UI historians are also devoted to public engagement, drawing on their research expertise to inform public debate and public policy. When protests against racial injustice erupted during the summer of 2020, Professors Balto and Howard worked tirelessly to provide local, national and international audiences an historical perspective (in early June, for example, they both were featured in the TIME Magazine feature “10 Experts on Where the George Floyd Protests Fit Into American History”).  Sarah Bond, whose research and public commentary interrogates (among other things) the misappropriation of classical imagery by white nationalists, recently appeared on the “White at the Museum” episode of Samantha Bee’s television program “Full Frontal.”  Professor Murillo has applied her expertise on reproductive rights to both local advocacy and national policy conversations.

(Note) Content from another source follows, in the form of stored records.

PR #3953, opened 2025-02-07
Pipeline: Refactor `cdc_wisqars` to ingest new data

benhammondmusic:
# Description and Motivation

Adjusts `cdc_wisqars` data source to handle updated source data for gun homicides and gun suicides

- renames by race source files to match loading pattern
- uses existing WISQARS constants instead of strings
- revert to remove loading of general "gun_deaths" for now; will re-implement in future PR
- rename some variables for clarity
- move renaming of values and column names to their HET versions earlier in the code flow when possible
- handle loading of HISPANIC and UNKNOWN race rows from the ethnicity source data
- switch over tests to read in the real source data

## Has this been tested? How?

- test source data and golden data updated and passing

## Types of changes

(leave all that apply)

- Refactor / chore


eriwarr (approved):
Looks great!

PR #3963, opened 2025-02-13
Frontend: replace multimap with new D3 choropleth map

benhammondmusic:
# Description and Motivation

- swap multimap to use new d3 map
- fix z index issues for tooltips
- fix missing data spaces rendering as black instead of grey (null vs undefined)
- fix top margin across maps (unknown needs to be lower to fit the gradient legend)

## Has this been tested? How?

passing, manually checked

## Types of changes

(leave all that apply)

- Bug fix
- Refactor / chore


eriwarr (approved):
Looks great! Thanks Ben!

PR #4076, opened 2025-03-07
Removes Choropleth  Dependency on  Legend Scale Calculation

eriwarr:
# Description and Motivation

This PR removes the dependency on the Legend.tsx handleScaleChange function for scale calculations. Instead, the Choropleth Map now computes the scale internally, streamlining its logic and reducing prop dependencies.

- Removed scaleConfig prop from Choropleth Map and related components.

Professors Lisa Heineman and Michaela Hoenicke-Moore have drawn on their knowledge of modern German history to inform local conversations about authoritarianism and anti-Semitism. Colin Gordon served as an expert witness in voting rights and predatory policing cases that followed the Ferguson (Missouri) uprising, and he further examines the broader policy implications of the history of racial segregation in the national policy report, Race in the Heartland.